Gaussian vs Non-Gaussian Noise
To illustrate that the non-Gaussian model is preferred when the data truly contains heavy tails, we fit the same data with Gaussian innovations and compare the log-likelihood.
fit_gauss <- ngme(
Y ~ 0 +
f(idx,
model = var1(mesh = 1:T),
name = "var1field",
group = group,
noise = noise_normal()
),
data = df,
group = df$group,
family = noise_normal(),
control_opt = control_opt(
iterations = 500,
n_parallel_chain = 4,
seed = 42
)
)
#> Starting estimation...
#>
#> Starting posterior sampling...
#> Posterior sampling done!
#> Average standard deviation of the posterior W: 1.73551
#> Note:
#> 1. Use ngme_post_samples(..) to access the posterior samples.
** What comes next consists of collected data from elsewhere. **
PR #617, opened 2022-03-01
Fix bug - `delete ocm-role` should be hidden in rosa cli

oriAdler:
Related: [SDA-5558](https://issues.redhat.com/browse/SDA-5558)


oriAdler:
@zgalor @pvasant PTAL

PR #619, opened 2022-03-02
Fix bug - validate role type before deletion

oriAdler:
To delete a role using the AWS client, a role name is sufficient.

This PR adds the following validations:
- `delete ocm-role`: check that the provided role is an **ocm role**.
- `delete user-role`: check that the provided role is a **user role**.

Related: [SDA-5564](https://issues.redhat.com/browse/SDA-5564)

image


oriAdler:
@zgalor @pvasant @ciaranRoche PTAL

PR #620, opened 2022-03-02
Improve `rosa unlink user role` error message

oriAdler:
- Specify that a user can unlink a user role from its account,
also without `orgAdmin` permissions.
- Fix the argument in the error message, for case the `role ARN` is not
provided as a flag.

Related: [SDA-5546](https://issues.redhat.com/browse/SDA-5546)

image


oriAdler:
@pvasant @zgalor @LeshemNoa PTAL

#> 2. Use ngme_result(..) to access different latent models.
ll_nig <- compute_log_like(fit)[[1]]
ll_gauss <- compute_log_like(fit_gauss)[[1]]
cat("NIG model - log-likelihood:", round(ll_nig, 2), "\n")
#> NIG model - log-likelihood: 0
cat("Gauss model - log-likelihood:", round(ll_gauss, 2), "\n")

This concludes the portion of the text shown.